I’ve always tried to communicate the entry strategy behind the trades and set ups I post here. So in the interest of that – and because I have not done this in a while – let’s break down how I consider entries, Step by Step. Here are the broad strokes…and I will follow up this post with more detail and charts in my next update.
The first step of any entry is to ascertain the direction of the market. I call this market stages or phases or cycles. The correct terminology is stages or phases but I care less about terminology and more about meaning. The market can either trend up, trend down or move sideways. Determining which it is doing on the daily and also on the time frame you are setting up for a trade is always the first step.
The next step is to determine if price action is in an actionable price area. What’s the clarity of the market trend? Where is (if any) the momentum? Some price areas on a chart are best left alone until the market sentiment, momentum, and trend are clear. Knowing when to leave the keyboard and mouse alone is more important than ever in an age of lightning fast executions and tick by tick price updates.

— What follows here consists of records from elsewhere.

PR #361, opened 2023-08-10
Update LICENSE to reflect span of years

ragusa:


LICENSE
```diff
@@ -1,6 +1,6 @@
 MIT License
 
-Copyright (c) 2019 The Texas A&M University System, an agency of the State of Texas and chi-tech contributors
+Copyright (c) 2019-2023 The Texas A&M University System, an agency of the State of Texas and chi-tech contributors
```
Naktakala, line 3: We looked at this a while ago. I don't know what this really means and there is not a whole lot of examples of other codes updating this number year on year. Examples:  
Hypre: `Copyright (c) 1998 Lawrence Livermore National Security, LLC and other`
PETSc: `Copyright (c) 1991-2021, UChicago Argonne, LLC and the PETSc Development Team`
deal.ii: All over the place `1991, 1999` and `2004, 2006`
GEANT4: `Copyright (c) Copyright Holders of the Geant4 Collaboration, 1994-2006.`

OpenMC and OpenMOC seems to keep it up to date.

I am open for a discussion.

Naktakala: I would like @wdarylhawkins to comment on this. I see MOOSE just avoids the issue entirely by using GNU v2.1

Naktakala: Another question: If we have to update this year to year, does it mean that if we forget to do this January 1, 2024 and only get to it February 1, 2024 that our copyright disappears for a month (making it a free-for-all for a month)???

My opinion is to put years on there every time the license is changed. e.g. 2019 for now, if we add stuff for LANL then 2019, 2023.

ragusa: I tend to want to follow closely what OpenMC does. They seem to religiously update it every year. 

Is there a specific reason you think it should not be updated in years when changes are being made? 

According to https://softwareengineering.stackexchange.com/questions/210472/is-renewal-of-mit-license-needed-on-github-at-the-beginning-of-each-year, 

"The copyright notice should include the year in which you finished preparing the release (so if you finished it in 1998 but didn't post it until 1999, use 1998). You should add the proper year for each release; for example, “Copyright 1998, 1999 Terry Jones” if some versions were finished in 1998 and some were finished in 1999. If several people helped write the code, use all their names.

For software with several releases over multiple years, it's okay to use a range (“2008-2010”) instead of listing individual years (“2008, 2009, 2010”) if and only if every year in the range, inclusive, really is a “copyrightable” year that would be listed individually; and you make an explicit statement in your documentation about this usage."

The article concludes with:
-if you made changes that year, do include the year in a comma-separated list in your copyright notice.
-if did not make copyrightable changes that year, do not include that year in your copyright notice.

Thus, since we are still changing files, it is more proper to have 2019-2023 and to update every year.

If you’ve made it to the third step that means that the market stage has been identified on the time frame you are trading, you are clear about the prevailing trend of the market, and that price is in an actionable area. Now it the time to focus on sentiment, momentum, and trend. Depending upon the market stage you could be waiting on a trend correction, trend continuation, trend reversal, momentum or exhaustion. The first three considerations are of course applicable to when the market is moving in an uptrend or downtrend. The last two are considered when the market is moving sideways within a range.

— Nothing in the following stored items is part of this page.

PR #362, opened 2023-08-16
Update 2023 08 week3

Naktakala:
## Highlights
- **New `MeshGenerator` system**. This system will be replacing the 
  `SurfaceMesher`/`VolumeMesher` pairs and provide a much simpler interface to 
  users for creating meshes. Additionally, this will be waaaay more extendable
  than what we have now. We have the following mesh generators:
  - `MeshGenerator`, the base, can be used to link to toghether other generators
  - `OrthogonalMeshGenerator`
  - `FromFileMeshGenerator`, a one-stop shop for reading meshes from files
  - `ExtruderMeshGenerator`, very sleak extruded with lots of options     
  
- **New `Partitioner` system**. We now have a new set of partitioners:
  - `PETScGraphPartitioner`
  - `LinearGraphPartitioner`
  - `KBAGraphPartitioner`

This third step is when you begin to consider the entry level, Point of Validity*, and the potential for follow-through. I think a lot of traders skip the latter part of the this discussion: follow-through. A great entry with too many obstacles in it’s way is really not such a great entry. In order to realize a profit, prices must be able to move in the direction of the current momentum and/or trend. Are there levels in the way? If so this could effect your risk to reward ration and make the trade more expensive/risky that the it’s worth. Even if you’ve made it this far, if the risk of entering the trade is not at least equal to the potential reward, the trade can’t be taken.
*Point of Validity is the term I use to determine where the entry is no longer valid. It’s not just a stop-loss but a consideration of where I’m wrong…NOT based on dollars or a percentage but based upon why I thought the trade was valid in the first place.
In the coming posts I will examine how to accomplish each of these steps with a number of charting tools both discretionary and automated.